(Material for this exercise Opens)
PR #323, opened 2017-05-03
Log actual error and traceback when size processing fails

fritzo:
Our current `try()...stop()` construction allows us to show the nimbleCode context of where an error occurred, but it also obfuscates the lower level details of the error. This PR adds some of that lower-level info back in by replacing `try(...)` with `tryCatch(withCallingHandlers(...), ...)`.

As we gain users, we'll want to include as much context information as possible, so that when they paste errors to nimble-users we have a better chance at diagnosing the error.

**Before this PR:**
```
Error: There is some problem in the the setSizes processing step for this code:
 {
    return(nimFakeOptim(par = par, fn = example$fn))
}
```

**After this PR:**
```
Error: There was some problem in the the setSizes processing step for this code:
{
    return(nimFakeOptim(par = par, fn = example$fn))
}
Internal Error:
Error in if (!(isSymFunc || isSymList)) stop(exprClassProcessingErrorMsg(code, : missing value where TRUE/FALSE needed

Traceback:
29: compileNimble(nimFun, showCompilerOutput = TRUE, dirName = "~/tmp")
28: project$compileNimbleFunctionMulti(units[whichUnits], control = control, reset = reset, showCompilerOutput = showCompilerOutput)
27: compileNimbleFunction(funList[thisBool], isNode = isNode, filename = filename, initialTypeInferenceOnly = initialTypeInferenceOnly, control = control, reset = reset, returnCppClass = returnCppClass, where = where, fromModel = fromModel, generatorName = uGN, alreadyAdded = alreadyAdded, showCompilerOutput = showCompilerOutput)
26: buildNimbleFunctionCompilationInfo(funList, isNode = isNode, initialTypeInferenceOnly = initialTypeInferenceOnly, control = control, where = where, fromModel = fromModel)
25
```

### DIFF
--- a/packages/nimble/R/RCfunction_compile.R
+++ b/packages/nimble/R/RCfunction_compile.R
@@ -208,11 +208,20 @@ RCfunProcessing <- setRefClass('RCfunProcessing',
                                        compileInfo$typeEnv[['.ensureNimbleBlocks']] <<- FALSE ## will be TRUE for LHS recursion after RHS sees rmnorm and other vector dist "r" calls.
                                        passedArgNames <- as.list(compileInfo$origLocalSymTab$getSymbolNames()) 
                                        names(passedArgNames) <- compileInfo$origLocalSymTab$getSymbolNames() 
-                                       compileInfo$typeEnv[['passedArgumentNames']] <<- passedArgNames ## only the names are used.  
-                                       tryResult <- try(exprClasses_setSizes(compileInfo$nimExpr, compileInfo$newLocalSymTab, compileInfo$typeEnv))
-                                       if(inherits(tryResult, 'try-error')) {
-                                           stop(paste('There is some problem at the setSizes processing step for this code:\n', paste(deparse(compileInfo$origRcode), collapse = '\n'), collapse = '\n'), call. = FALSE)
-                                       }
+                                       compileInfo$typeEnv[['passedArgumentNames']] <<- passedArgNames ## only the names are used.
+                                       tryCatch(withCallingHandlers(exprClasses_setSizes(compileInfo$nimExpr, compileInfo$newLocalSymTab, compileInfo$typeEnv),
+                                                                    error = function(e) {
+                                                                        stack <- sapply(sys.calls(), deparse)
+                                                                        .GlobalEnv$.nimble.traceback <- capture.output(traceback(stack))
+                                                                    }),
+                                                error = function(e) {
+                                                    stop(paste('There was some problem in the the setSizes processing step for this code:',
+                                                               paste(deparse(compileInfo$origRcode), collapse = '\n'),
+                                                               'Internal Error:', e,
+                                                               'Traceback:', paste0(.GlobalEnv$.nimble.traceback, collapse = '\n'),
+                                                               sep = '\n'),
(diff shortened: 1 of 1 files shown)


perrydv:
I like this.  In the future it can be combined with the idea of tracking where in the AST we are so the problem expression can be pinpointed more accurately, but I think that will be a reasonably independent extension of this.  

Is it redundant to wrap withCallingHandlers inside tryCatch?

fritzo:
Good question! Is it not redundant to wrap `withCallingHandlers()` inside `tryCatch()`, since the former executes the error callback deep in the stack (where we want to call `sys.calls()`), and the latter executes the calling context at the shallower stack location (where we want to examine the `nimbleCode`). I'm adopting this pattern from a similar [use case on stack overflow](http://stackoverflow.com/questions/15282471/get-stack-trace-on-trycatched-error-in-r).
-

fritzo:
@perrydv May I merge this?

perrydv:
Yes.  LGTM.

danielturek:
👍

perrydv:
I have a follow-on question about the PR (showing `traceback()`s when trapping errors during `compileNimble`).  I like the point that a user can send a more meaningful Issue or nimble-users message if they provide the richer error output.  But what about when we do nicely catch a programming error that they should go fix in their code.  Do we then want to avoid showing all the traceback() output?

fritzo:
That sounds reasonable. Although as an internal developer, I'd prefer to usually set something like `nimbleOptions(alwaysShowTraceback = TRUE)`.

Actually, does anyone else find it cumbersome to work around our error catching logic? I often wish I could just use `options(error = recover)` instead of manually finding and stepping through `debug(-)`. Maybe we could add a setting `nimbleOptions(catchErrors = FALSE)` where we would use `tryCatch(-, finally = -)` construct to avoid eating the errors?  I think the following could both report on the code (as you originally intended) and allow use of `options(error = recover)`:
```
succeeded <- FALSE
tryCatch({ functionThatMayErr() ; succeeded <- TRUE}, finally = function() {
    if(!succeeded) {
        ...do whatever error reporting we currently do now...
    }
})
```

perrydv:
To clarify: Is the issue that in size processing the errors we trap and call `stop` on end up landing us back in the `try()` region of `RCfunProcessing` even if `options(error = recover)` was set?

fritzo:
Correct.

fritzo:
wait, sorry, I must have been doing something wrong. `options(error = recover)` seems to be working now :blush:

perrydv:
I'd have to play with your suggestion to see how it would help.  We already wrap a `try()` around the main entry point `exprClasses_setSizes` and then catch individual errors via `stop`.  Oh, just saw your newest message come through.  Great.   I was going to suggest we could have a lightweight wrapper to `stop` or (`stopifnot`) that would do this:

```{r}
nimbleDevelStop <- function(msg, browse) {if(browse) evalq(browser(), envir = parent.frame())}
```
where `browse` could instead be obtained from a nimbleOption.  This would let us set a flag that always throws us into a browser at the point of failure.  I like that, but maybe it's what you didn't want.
(Material for this exercise Closes)
Task directions: Count the lines of the material that include the word "initialTypeInferenceOnly", then state only the total.

Solution to the problem: 2